Religion
- Affiliation: Shia Islam
- Ecclesiastical or organizational status: Mosque
- Status: Active

Location
- Location: Hillah, Babylon Governorate
- Country: Iraq
- Interactive map of Mashhad Radd al-Shams
- Coordinates: 32°29′34″N 44°25′51″E﻿ / ﻿32.492824734754066°N 44.430766260744115°E

Architecture
- Type: Mosque architecture
- Style: Seljuk
- Completed: 14th century

Specifications
- Domes: One (initially two)
- Dome height (outer): 22 m (72 ft)
- Minaret: One
- Minaret height: 15 m (49 ft)

= Mashhad Radd al-Shams =

Mosque in Hillah, Babil Province, Iraq

The Mashhad Radd al-Shams (مشهد رد الشمس) is a Shi'ite mosque located in Hillah, in the Babylon Governorate of Iraq. It marks the spot where, according to local tradition, the sun stopped for Ali ibn Abi Talib when his followers missed the obligatory Asr prayer.

== History ==
Originally on the site of the present mosque, there was a Babylonian temple dedicated to worshipping the sun. In the 14th century, during the Buyid era, it was converted into a mosque and the dome and minaret were built in the Seljuk period. The mosque was attributed to Ali ibn Abi Talib, and it became a place that was revered by Shi'ites.

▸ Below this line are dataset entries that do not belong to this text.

PR #1147, opened 2022-04-08
Delete Invite

### LINKED ISSUE #1137: Cronjob: Clean up invites which are not answered after a week
Go to the `scheduled_tasks.py` module and follow the structure in the other cron jobs.

1. Loop through the invites
2. Check when it was issued
3. Remove those entries that are older than 7 days
(Double check that this also removes the corresponding rows in the ProjectInviteKeys table)

zishanmirza:
This patch deletes invites that are older than a week.

Fixes #1137.

- [x] Tests passing
- [X] Black formatting
- [X] Migrations for any changes to the database schema
- [x] Note in the CHANGELOG

<a href="https://gitpod.io/#https://github.com/ScilifelabDataCentre/dds_web/pull/1147"></a>


dds_web/scheduled_tasks.py
```diff
@@ -167,3 +169,32 @@ def set_expired_to_archived():
...
+
+    with scheduler.app.app_context():
+        expiration: datetime.datetime = current_time() - timedelta(weeks=1)
+
+        try:
+            invites: list = db.session.query(models.Invite).all()
+            for invite in invites:
+                if invite.created_at < expiration:
+                    models.Invite.query.filter_by(id=invite.id).delete()
+                    models.ProjectInviteKeys.query.filter_by(invite_id=invite.id).delete()
```
inaod568, line 194: The db constraints actually handle the `ProjectInviteKeys` so all you need to do is this and both the invites and the rows in the `ProjectInviteKeys` connected to that invite should be deleted.
```suggestion
                    db.session.delete(invite)
```

inaod568 (changes requested):
Looks good, a few comments though. 
Apart from this, could you also keep track of the non-deleted invites in a similar way as the other scheduled tasks? So have a dict that you put the invite errors in and afterward print them out. If there's an issue with one of the invite deletions it should still be possible to delete the others. 

So there should be 2 try-except blocks, one outside of the for loop and one per commit.

zishanmirza:
I have updated the `if` statement, added a `try` statement, and included `errors`.

zishanmirza:
I have updated the `if` statement, added a `try` statement, and included `errors`.

zishanmirza:
I have updated the `if` statement, added a `try` statement, and included `errors`.

inaod568 (changes requested):

zishanmirza:
I have updated `expiration`.

zishanmirza:
I have updated `expiration`.

dds_web/scheduled_tasks.py
```diff
@@ -167,3 +169,39 @@ def set_expired_to_archived():
...
+                        error[invite.id] = str(invite)
+                        scheduler.app.logger.exception(err)
+                        db.session.rollback()
+                        raise
+        except (OperationalError, SQLAlchemyError) as err:
+            scheduler.app.logger.exception(err)
+            raise
+
+        for error in errors.items():
+            scheduler.app.logger.error(f"{errors[error]} not deleted.")
```
inaod568, line 207:
```suggestion
        for inv, error in errors.items():
            scheduler.app.logger.error(f"{inv} not deleted: {error}")
```

inaod568 (changes requested):
There was one tiny typo and also we need to save the error message and print that out. Also shouldn't raise in the inner try except, otherwise it will not continue with the next invite.

inaod568 (approved):
Looks good!

PR #1159, opened 2022-04-19
Rename unit.py

zishanmirza:
This patch renames "unit.py" to "superadmin_only.py".

Fixes DDS-1165.

- [X] Tests passing
- [X] Black formatting
- [x] Note in the CHANGELOG

<a href="https://gitpod.io/#https://github.com/ScilifelabDataCentre/dds_web/pull/1159"></a>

In 2022, it was reported that the conical dome of the mosque was in danger of collapsing. Cracks had started appearing on the dome, and this threatened the stability of the dome. The factors were said to have been erosion, as well as a lack of maintenance.

== Architecture ==
The mosque is divided into two parts. The first section leads into an open courtyard with corridors. The second section of the building comprises the mosque itself. A small cemetery is located next to the entrance of the second section, and one of the tombs is located next to a staircase which allows one to access the roof of the mosque.

The 22 m dome is conical, similar to the domes found in the Mausoleum of Umar Suhrawardi and the Zumurrud Khatun Mosque. The dome was built during the Seljuk period, over the original Buyid-era mosque. The mosque also has a single 15 m minaret, also completed in the Seljuk style, that is topped by a blue dome. The minaret does not contain a staircase for the muezzin; the balcony is only for display purposes.

The mosque used to have a golden dome. It was even described by Al-Sayyid Kamal al-Din in his book "Fuqaha al-Fayha" and it was said to be famous for this feature. But this dome does not exist in present day.